(Saved entries)
-=-=-

PR #1464, opened 2020-11-12
ICU-21349 Fix confusing names of exponent variables.

hugovdm:
Addresses feedback given on unicode-org#1279 and sffc#21.

(These names were still confusing me - every time I dealt with the Java code in particular. On #1279 we had agreement that they needed to be fixed, so I'm fixing them.)

##### Checklist

- [X] Issue filed: https://unicode-org.atlassian.net/browse/ICU-21349
- [X] Issue accepted
- [ ] Tests included

### DIFF
--- a/icu4c/source/i18n/units_converter.cpp
+++ b/icu4c/source/i18n/units_converter.cpp
@@ -26,7 +26,7 @@ void U_I18N_API Factor::multiplyBy(const Factor &rhs) {
     factorNum *= rhs.factorNum;
     factorDen *= rhs.factorDen;
     for (int i = 0; i < CONSTANTS_COUNT; i++) {
-        constants[i] += rhs.constants[i];
+        constantExponents[i] += rhs.constantExponents[i];
     }
 
     // NOTE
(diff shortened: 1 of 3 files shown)


younies (dismissed):

sffc (approved):
I have a slight preference for "constants" over "exponents" but if you and Younies like this then I'm good with it

sffc:
Maybe "constantExponents" or "exponentsOfConstants"?

The reason I like "constants" better than "exponents" is because when I see "constants" I know exactly what it means, but when I see "exponents" I need to check if they are constant exponents, the exponent of individual single units, etc.

hugovdm:
> Maybe "constantExponents" or "exponentsOfConstants"?
> 
> The reason I like "constants" better than "exponents" is because when I see "constants" I know exactly what it means, but when I see "exponents" I need to check if they are constant exponents, the exponent of individual single units, etc.

I've gone with "exponentConstants" - I do find that fairly clear.

Variable naming vs variable documentation: if I see "constants", I certainly don't know exactly what that means. :-) Maybe until I've read the variable documentation and managed to associate "constants" with "exponents". (Otherwise it looks like we're changing the gravity constant.)

For Java, I'm leaving it as is? Otherwise the variable names become a bit long...

sffc (dismissed):
Much better than the first edition; thanks!

sffc (approved):

PR #1326, opened 2020-09-11
ICU-20568 Add .unit().usage() support to ICU4J NumberFormatter

younies:
##### Checklist

- [X] Issue filed: https://unicode-org.atlassian.net/browse/ICU-20568
- [X] Updated PR title and link in previous line to include Issue number
- [X] Issue accepted
- [X] Tests included
- [X] Documentation is changed or added

ALLOW_MANY_COMMITS=true

PR #1465, opened 2020-11-12
ICU-21392 Fix Windows Time Zone detection when more than one possible time zone.

jefgen:
This PR is a fix for the regression caused by the change in PR #1326.

The list of possible time zones returned is a space-delimited list in some cases.
The change in PR #1362 was only stopping at the null-terminator. Instead we need to stop at the first space.

I missed this when reviewing the changes in PR https://github.com/unicode-org/icu/pull/1297.

The issue is due to the removal of the check here on this line which was stopping at the null or space:
https://github.com/unicode-org/icu/pull/1297/files#diff-04dfe6b718cf7d1421df2b6ff3aa89d0b95a7e2d468f5eb323e3698557a3a936L106

##### Checklist

- [x] Issue filed: https://unicode-org.atlassian.net/browse/ICU-21392
- [x] Issue accepted
- [ ] Tests included

### DIFF
--- a/icu4c/source/common/wintz.cpp
+++ b/icu4c/source/common/wintz.cpp
@@ -280,18 +280,29 @@ uprv_detectWindowsTimeZone()
     int regionCodeLen = GetGeoInfoW(geoId, GEO_ISO2, regionCodeW, UPRV_LENGTHOF(regionCodeW), 0);
 
     const UChar *icuTZ16 = nullptr;
-    int32_t tzLen;
+    int32_t tzListLen = 0;
 
     if (regionCodeLen != 0) {
         for (int i = 0; i < UPRV_LENGTHOF(regionCodeW); i++) {
             regionCode[i] = static_cast<char>(regionCodeW[i]);
         }
-        icuTZ16 = ures_getStringByKey(winTZBundle.getAlias(), regionCode, &tzLen, &status);
+        icuTZ16 = ures_getStringByKey(winTZBundle.getAlias(), regionCode, &tzListLen, &status);
     }
     if (regionCodeLen == 0 || U_FAILURE(status)) {
         // fallback to default "001" (world)
         status = U_ZERO_ERROR;
-        icuTZ16 = ures_getStringByKey(winTZBundle.getAlias(), "001", &tzLen, &status);
+        icuTZ16 = ures_getStringByKey(winTZBundle.getAlias(), "001", &tzListLen, &status);
+    }
+
+    // Note: We want the first entry in the string returned by ures_getStringByKey.
+    // However this string can be a space delimited list of timezones:
+    //  Ex: "America/New_York America/Detroit America/Indiana/Petersburg ..."
+    // We need to stop at the first space, so we pass tzLen (instead of tzListLen) to appendInvariantChars below.
+    int32_t tzLen = 0;
+    if (tzListLen > 0) {
+        while (!(icuTZ16[tzLen] == u'\0' || icuTZ16[tzLen] == u' ')) {
+            tzLen++;
+        }
     }
 
     // Note: cloneData returns nullptr if the status is a failure, so this


markusicu (dismissed):
lgtm

FrankYFTang (approved):
We need to think about how to unit test these codes....

jefgen:
> We need to think about how to unit test these codes....

FIWW, I think that unit testing is a good idea -- but it's somewhat tricky as this function directly calls platform APIs like the registry and such.

If we had something like [Detours](https://www.microsoft.com/en-us/research/project/detours/) to support mocking the Win32 platform APIs directly, then it would be easier. But I don't know if we want to use another library just to test one function.

daniel-ju (dismissed):

jefgen:
Thanks for the reviews!
Should I wait for the CI builds (Travis & AppVeyor) to finish -- or should I merge now anyways?

icu4c/source/common/wintz.cpp
```diff
@@ -280,18 +280,30 @@ uprv_detectWindowsTimeZone()
...
         status = U_ZERO_ERROR;
-        icuTZ16 = ures_getStringByKey(winTZBundle.getAlias(), "001", &tzLen, &status);
+        icuTZ16 = ures_getStringByKey(winTZBundle.getAlias(), "001", &tzListLen, &status);
+    }
+
+    // Note: We want the first entry in the string returned by ures_getStringByKey.
+    // However this string can be a space delimited list of timezones:
+    //  Ex: "America/New_York America/Detroit America/Indiana/Petersburg ..."
+    // We need to stop at the first space, so we pass tzLen (instead of tzListLen) to appendInvariantChars below.
+    int32_t tzLen = tzListLen;
```
axelandrejs, line 301: Can this number be negative? If not, you could achieve the same thing by assigning 0 directly to tzlen and not need the inner assignment.

jefgen: Good point. Looking at the code, I don't think the length returned by `ures_getStringByKey` would/could be negative (even though it uses an `int32_t`). So I think your suggestion would probably be a bit cleaner. Thanks!

I'll force push an update in a moment...

axelandrejs (approved):

daniel-ju (approved):

FrankYFTang (approved):

sffc:
CC @mj1856

FrankYFTang:
It seems we see new problem coming in related to this when we start to roll out chrome. Which version of Windows have you test your code on? Would it work on older version of Windows?  https://bugs.chromium.org/p/chromium/issues/detail?id=1168528

jefgen:
> Which version of Windows have you test your code on? Would it work on older version of Windows?

Yes, it should work on older versions of Windows as well.

FWIW, I tested the change on the following versions:
- Windows 7 SP1 build 6.1.7601
- Windows 10 19H1 build 18363.418
- Windows 10 20H2 build 19042.631

I can't repo the issue anymore with the fix. I'll add a comment to the Cr bug, but I think we'll probably need more info in order to understand what might be the issue.

jefgen:
> https://bugs.chromium.org/p/chromium/issues/detail?id=1168528

Just to add an update on this PR:
For the Chromium bug, it's not related to this PR. Rather it was an issue in the changes for ICU-13845. There is a fix and more details in PR #1538.

markusicu:
> Rather it was an issue in the changes for [ICU-13845](https://unicode-org.atlassian.net/browse/ICU-13845). There is a fix and more details in PR #1538.

PR #1538 is unrelated. I assume you mean PR #1543?

jefgen:
> PR #1538 is unrelated. I assume you mean PR #1539 / PR #1543?

Yes, sorry for the confusion. I'll edit the comment above to fix it. Thanks.

jefgen:
Actually, it seems that editing the comment does not remove the link on GitHub... I'm going to delete the comment instead.

PR #1467, opened 2020-11-12
ICU-21395 Fix UBSan breakage on 8bit of rbbi

FrankYFTang:
##### Checklist

- [X] Issue filed: https://unicode-org.atlassian.net/browse/ICU-21395
- [ ] Issue accepted
- [ ] Tests included

### DIFF
--- a/icu4c/source/common/rbbitblb.cpp
+++ b/icu4c/source/common/rbbitblb.cpp
@@ -1402,12 +1402,13 @@ void RBBITableBuilder::exportTable(void *where) {
             U_ASSERT (sd->fAccepting <= 255);
             U_ASSERT (sd->fLookAhead <= 255);
             U_ASSERT (0 <= sd->fTagsIdx && sd->fTagsIdx <= 255);
-            row->r8.fAccepting = sd->fAccepting;
-            row->r8.fLookAhead = sd->fLookAhead;
-            row->r8.fTagsIdx   = sd->fTagsIdx;
+            RBBIStateTableRow8 *r8 = (RBBIStateTableRow8*)row;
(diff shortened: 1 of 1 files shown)


gnrunge (approved):

sffc (approved):
I don't understand why accessing the data via the union field was undefined behavior

jefgen:
> I don't understand why accessing the data via the union field was undefined behavior

I'm not sure either... maybe the compiler couldn't determine if it was the 8 or 16 bit table in the union that was being used?

aheninger:
I don't understand why it fails either. The original code should be OK.

Maybe the UBSan tool just has one required alignment for types, so "union RBBIStateTableRow {...}" gets stuck with requiring an alignment of 16 bits. Then the access of "row->" gets flagged, without determining that only the eight bit side is actually used.

At any rate, the fix is harmless, and if it makes the failure go away, I'm ok with it.

markusicu (approved):
lgtm tnx

I agree, weird. Might be worth reporting back to the UBSan people. I assume we have a contact in Google.

aheninger:
I think it may actually be undefined behavior. That a union must be aligned such that it could correctly store with any of its constituent members. So, in this case, having a pointer to the union type that will only work with the 8 bit types becomes problematic, even if the 16 bit types aren't actually used.

But I'm not certain, and haven't been able to find a clear reference with a little web searching.

gnrunge:
Is this discussion still open? Or is feedback to more learned authorities
in order?

aheninger:
I think this can be closed. The undefined behavior question is only of academic interest; the situation is removed from the code.

PR #1470, opened 2020-11-17
ICU-21401 Fix C++ canonicalize cel-gaulish to xtg

FrankYFTang:
Java is already doing so. Just add the same test to also assure it.

##### Checklist

- [X] Issue filed: https://unicode-org.atlassian.net/browse/ICU-21401
- [x] Issue accepted
- [X] Tests included


markusicu (approved):
lgtm

Can we remove more of the LEGACY table?

sffc:
Both CI failures are flakes:

Travis:

```
There was an error in the .travis.yml file from which we could not recover.
Unfortunately, we do not know much about this error.
```

AppVeyor: (timed out after 1hr)

So it should be safe to merge.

-=-=-

### [What is being asked]
Tell how many lines of the data above contain the word "status", giving the number by itself.

### [Response for this exercise]
10